When it comes to staying relevant (and profitable) in today's rapidly changing technological world, one of the key requirements is constantly being one step ahead of the competition. Which, for tech stocks, implies investing significantly in research and development. So, off the top of one's head, when one thinks who invests more in R&D as a percent of revenue, say between Nokia - which failed to innovate fast enough and as a result got run over, and Apple - which is best known for its innovative (if NSA infiltration-riddled) products, one would be tempted to say Apple. However, the reality is quite the opposite. As the chart below shows, when plotting the R&D to sales ratio for the diametrically opposite Nokia and Apple, one sees a constant increase in research spending at Nokia on one hand, and a consistent decline at Apple, on the other.

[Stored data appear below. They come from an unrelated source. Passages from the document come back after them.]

Issue #3400, opened 2025-01-13
Consider watchdog process for bugsplat to ensure all crash reports are received


kylelinden:
_What does this feature/enhancement do? Why is it needed?_

Consider watchdog process for bugsplat to ensure all crash reports are received.

We know we are not receiving all crash reports given our current design.

## Test Plan

_Include information, such as guidance and test scenarios, QA will need to test this feature._

To be completed

nat-goodspeed:
I don't know of any way a watchdog process could improve the reliability of BugSplat's own crash report upload.

What I believe a watchdog process could do for us would be to notify a Second Life service (new path on the login server?) that the viewer has crashed. We can send information about the viewer version, host ID etc., to try to correlate such notifications with BugSplat crash reports that _do_ succeed. But most of the utility will be to close the statistical gap from BugSplat crash report uploads that do _not_ succeed.

PhilipRosedale:
First priority is simply to understand the following question:  DID A VIEWER SESSION END IN A CRASH?  

Presently, it seems we do not have this data.   Please explain to me what we have in place right now.  In particular:  What % of first-time sessions end in a crash?

nat-goodspeed:
What's in place right now is that we trust BugSplat to send viewer crash reports.

On Windows, the embedded BugSplat library tries to send the report as the last act of the crashing viewer. Empirically, it seems that sometimes things are too badly awry for that to succeed.

On Mac, the (different, acquired?) BugSplat library stores crash information on disc, and sends the report the next time the viewer is launched. This is more reliable, _if_ and when the same viewer is launched again.

Presumably this ticket is about creating an additional mechanism by which we can get a definite YES THIS VIEWER SESSION ENDED IN A CRASH. Before BugSplat, before its predecessor, we used to have our own crash-reporting infrastructure, with public endpoints to which the viewer could submit such a report. I believe those endpoints are no more. So this ticket requires not only viewer code to try to send a report, but server work to receive and "do something" with it.

vir-linden:
Disclaimer: we're working on reviewing the viewer crash infrastructure right now, so some of this may get updated as we learn more. Best understanding right now:

[...]

PR #3482, opened 2025-01-28
#3400 Reimplement LLError marker for crash statistics

akleshchev:
Since there are now more error states, decided to reuse error code from error marker and remove what remained of old llerror marker.

I'm not sure if this should be under #3400 or needs it's own home.

### DIFF
--- a/indra/llcommon/llerror.h
+++ b/indra/llcommon/llerror.h
@@ -308,6 +308,7 @@ namespace LLError
     class LLUserWarningMsg
     {
     public:
+        // error codes, tranlates to last_exec states like LAST_EXEC_OTHER_CRASH
         typedef enum
         {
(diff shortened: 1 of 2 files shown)


nat-goodspeed (approved):
I like it, it's simpler. I still need a more thorough understanding of `processMarkerFiles()`, but I'll dive in as part of the watchdog project.

maxim-productengine (approved):

akleshchev:
> I still need a more thorough understanding of processMarkerFiles(), but I'll dive in as part of the watchdog project.

It's really primitive. Viewer creates a mMarkerFileName on startup and removes on shutdown. If marker exists on next launch: previous session crashes or froze. Other markers sans exec one are there to narrow down the cause.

So what is the explanation? Is it "spend smart not hard", or maybe Nokia's products were so ahead of their time that nobody could appreciate them at their time, or perhaps what we are now seeing is Apple merely resting (actually sleeping deeply) on its once innovative laurels - too focused on what balance sheet gimmick it should come up with to make its activist investors happy - and its lack of spending for innovation is precisely that, because when a company is forced to resort to imitating its formerly biggest imitators such as Samsung, or making a phone cover an upgrade feature, then it is only a matter of time before Apple, too, is just another Nokia.

But then again what do we know: after all, as Carl Icahn has said about 30 times in the past 24 hours, buying AAPL here, and its declining desire to invest in R&D, is the biggest "no brainer" trade out there. Whatever that means.